Traditional Tofu with a Modern Twist

Traditional Tofu with a Modern Twist

Tofu, or soft tofu, as it is known in the West, is a Vietnamese traditional snack made of soy beans. It is called Tau Hu in South Vietnam and Tao Pho in the North.

 

Tofu is made by first grinding the beans and then cooking it with additional ingredients until it becomes white and smooth, with a pudding-like texture and quality. Traditionally, it is then accompanied with hot ginger syrup and cooked coconut milk.

 

Tofu is easy to find, as it is sold almost everywhere, usually by old women who place the famous street food in containers and balance them between a bamboo pole on their shoulders. Moreover, and perhaps best of all, it is very affordable despite its delicious taste.

 

Through time however, some high-end diners saw an opportunity in the popular food and innovated it to become a restaurant, therefore more pricey, dish.
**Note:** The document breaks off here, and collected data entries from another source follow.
PR #2075, opened 2019-10-19
install: add --profile flag to override profile

### LINKED ISSUE #2004: Support selecting a profile at toolchain installation time
From time to time, people may want to override their default toolchain profile when installing a new one.

For example, I may set my toolchain profile default as `minimal` so that auto-installed toolchains from `rust-toolchain` files are as small as possible; but then I might want to explicitly install a toolchain as `complete`.  Currently this would involve setting the profile, installing the toolchain, and then resetting the profile to whatever it was before.

It'd be nicer if I could do `rustup toolchain install --profile complete 1.37.0` or similar.

jonhoo:
Previously, the profile to use when installing a new toolchain had to be
set globally through `rustup set profile`, or at rustup-init time.
However, sometimes this is inconvenient, because you only want to use a
particular profile for a specific toolchain. This patch allows users to
pass `--profile` to `rustup install` to override the profile used for
that one install.

Fixes #2004.

### DIFF
--- a/src/cli/rustup_mode.rs
+++ b/src/cli/rustup_mode.rs
@@ -33,7 +33,7 @@ pub fn main() -> Result<()> {
     let matches = cli().get_matches();
     let verbose = matches.is_present("verbose");
     let quiet = matches.is_present("quiet");
-    let cfg = &common::set_globals(verbose, quiet)?;
+    let cfg = &mut common::set_globals(verbose, quiet)?;
 
     if maybe_upgrade_data(cfg, &matches)? {
         return Ok(());
@@ -89,8 +89,8 @@ pub fn main() -> Result<()> {
             (_, _) => unreachable!(),
         },
         ("set", Some(c)) => match c.subcommand() {
-            ("default-host", Some(m)) => set_default_host_triple(&cfg, m)?,
-            ("profile", Some(m)) => set_profile(&cfg, m)?,
+            ("default-host", Some(m)) => set_default_host_triple(cfg, m)?,
+            ("profile", Some(m)) => set_profile(cfg, m)?,
             (_, _) => unreachable!(),
         },
         ("completions", Some(c)) => {
@@ -168,6 +168,13 @@ pub fn cli() -> App<'static, 'static> {
                         .help(TOOLCHAIN_ARG_HELP)
                         .required(true)
                         .multiple(true),
+                )
+                .arg(
+                    Arg::with_name("profile")
+                        .long("profile")
+                        .takes_value(true)
+                        .possible_values(Profile::names())
+                        .required(false)
                 )
                 .arg(
                     Arg::with_name("no-self-update")
@@ -257,6 +264,13 @@ pub fn cli() -> App<'static, 'static> {
                                 .help(TOOLCHAIN_ARG_HELP)
                                 .required(true)
                                 .multiple(true),
+                        )
+                        .arg(
+                            Arg::with_name("profile")
+                                .long("profile")
+                                .takes_value(true)
+                                .possible_values(Profile::names())
+                                .required(false)
                         )
                         .arg(
                             Arg::with_name("no-self-update")
@@ -772,8 +786,13 @@ fn check_updates(cfg: &Cfg) -> Result<()> {
     Ok(())
 }
 
-fn update(cfg: &Cfg, m: &ArgMatches<'_>) -> Result<()> {
+fn update(cfg: &mut Cfg, m: &ArgMatches<'_>) -> Result<()> {
     let self_update = !m.is_present("no-self-update") && !self_update::NEVER_SELF_UPDATE;
+    if let Some(p) = m.value_of("profile") {
+        let p = Profile::from_str(p)?;
+        cfg.set_profile_override(p);
+    }
+    let cfg = &cfg;
     if let Some(names) = m.values_of("toolchain") {
         for name in names {
             update_bare_triple_check(cfg, name)?;
@@ -1307,7 +1326,7 @@ fn set_default_host_triple(cfg: &Cfg, m: &ArgMatches<'_>) -> Result<()> {
     Ok(())
 }
 
-fn set_profile(cfg: &Cfg, m: &ArgMatches) -> Result<()> {
+fn set_profile(cfg: &mut Cfg, m: &ArgMatches) -> Result<()> {
     cfg.set_profile(&m.value_of("profile-name").unwrap())?;
     Ok(())
 }
--- a/src/config.rs
+++ b/src/config.rs
@@ -32,6 +32,7 @@ impl Display for OverrideReason {
 }
 
 pub struct Cfg {
+    pub profile_override: Option<dist::Profile>,
     pub rustup_dir: PathBuf,
     pub settings_file: SettingsFile,
     pub toolchains_dir: PathBuf,
@@ -94,6 +95,7 @@ impl Cfg {
         let dist_root = dist_root_server.clone() + "/dist";
 
         let cfg = Self {
+            profile_override: None,
             rustup_dir,
             settings_file,
             toolchains_dir,
@@ -116,6 +118,10 @@ impl Cfg {
         Ok(cfg)
     }
 
+    pub fn set_profile_override(&mut self, profile: dist::Profile) {
+        self.profile_override = Some(profile);
+    }
+
     pub fn set_default(&self, toolchain: &str) -> Result<()> {
         self.settings_file.with_mut(|s| {
             s.default_toolchain = Some(toolchain.to_owned());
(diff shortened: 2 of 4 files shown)


src/cli/rustup_mode.rs
```diff
@@ -169,6 +169,12 @@ pub fn cli() -> App<'static, 'static> {
                         .required(true)
                         .multiple(true),
                 )
+                .arg(
+                    Arg::with_name("profile")
+                        .long("profile")
+                        .possible_values(Profile::names())
+                        .default_value(Profile::default_name()),
+                )
```
kinnison, line 178: While this looks good, Sadly this is only for the "hidden" `rustup install` command.  A little later in the file there's a `toolchain` subcommand which has the real `rustup toolchain install` command which you'll also need to add this flag to.

src/cli/rustup_mode.rs
```diff
@@ -774,6 +780,12 @@ fn check_updates(cfg: &Cfg) -> Result<()> {
 
 fn update(cfg: &Cfg, m: &ArgMatches<'_>) -> Result<()> {
     let self_update = !m.is_present("no-self-update") && !self_update::NEVER_SELF_UPDATE;
+    let mut cfg = cfg.clone();
+    if let Some(p) = m.value_of("profile") {
+        let p = Profile::from_str(p)?;
+        cfg = cfg.with_profile(p);
+    }
+    let cfg = &cfg;
```
kinnison: I can see why you're doing this, but `Cfg` is meant to represent the filesystem configuration state more I think than the runtime state.  `toolchain.install_from_dist()` and friends (and yes it's a deep chain) would probably benefit from passing this profile through instead.

src/config.rs
```diff
@@ -31,7 +31,9 @@ impl Display for OverrideReason {
     }
 }
 
+#[derive(Clone)]
```
kinnison: I'm not 100% on if it's completely safe to do this, given `settings_file` has interior mutability.

As such this entire change to `Cfg` is a bit squiffy.

src/config.rs
```diff
@@ -116,6 +119,11 @@ impl Cfg {
         Ok(cfg)
     }
 
+    pub fn with_profile(mut self, profile: dist::Profile) -> Self {
+        self.profile_override = Some(profile);
+        self
+    }
+
```
kinnison: The pattern here doesn't match anything else in `Cfg` so it feels weird to me.

src/config.rs
```diff
@@ -145,6 +153,9 @@ impl Cfg {
     // a user upgrades from a version of Rustup without profiles to a version of
     // Rustup with profiles.
     pub fn get_profile(&self) -> Result<dist::Profile> {
+        if let Some(ref p) = self.profile_override {
+            return Ok(p.clone());
```
kinnison: `Profile` happens to be `Copy` if we were doing this.

src/dist/temp.rs
```diff
@@ -27,10 +28,11 @@ pub enum Notification<'a> {
     DirectoryDeletion(&'a Path, io::Result<()>),
 }
 
+#[derive(Clone)]
 pub struct Cfg {
     root_directory: PathBuf,
     pub dist_server: String,
-    notify_handler: Box<dyn Fn(Notification<'_>)>,
+    notify_handler: Arc<dyn Fn(Notification<'_>)>,
```
kinnison: I'm really not happy about all this incidental noise from making `Cfg` derive `Clone`

Especially how it results in noise in the dist tests too :(

tests/cli-misc.rs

HAT is one of those eateries, located at Thu Duc District and owned and founded by Dinh Tuan An. According to him, he used to sell tofu in its traditional style but saw a potential to develop it so despite the challenges, he proceeded with his instincts and obviously succeeded.

 

HAT serves one-of-a-kind tofu in several ways. One is like a cocktail, making it first with the original ingredient soy beans. For a modern twist, it is then mixed with Cochinchin gourd or Vietnamese gac and pandan, giving it a greenish, reddish color instead of the traditional white. Instead of a small bowl like in the streets, this concoction is served in a high glass. It is then paired with lotus seed, coconut milk, syrup (not cooked with vinegar) and coconut milk. The other way HAT prepares tofu is by cooking it with nep cam (violet glutinous rice), suong sao (grass jelly made from mesona chinensis) and red beans. HAT also serves hot tofu with lotus seed.

 

The Gioi Tau Hu (Tofu World) at District 1 and Tofu Shop in Binh Thanh District are other diners that serve tofu with a new appeal. The traditional street food is levelled up by either serving it with ice, jasmine water or nhan nhuc (arillus longanae) or combining it with banh lot, a sweet rice pasta dessert made with rice, salt, tapioca flour, coconut milk, sugar and water; or coffee, cream, caramel, fruit jelly, or flan (caramel custard).

 

There are other more diners that transform the traditional tofu into a high-quality restaurant meal. And despite the price rocketing up to three to four times more expensive than the original cost (street food tofu being only VND5,000), many customers still decide to try and in fact patronize the high-end tofu, most probably because of its interesting appearance and exciting taste.

 

Most eateries today serve both the traditional and modern tofu. It all comes down to the personal preference of the guest. But whether traditional or modern, one is assured of a satisfying treat brought by this unassuming, originally street food tofu.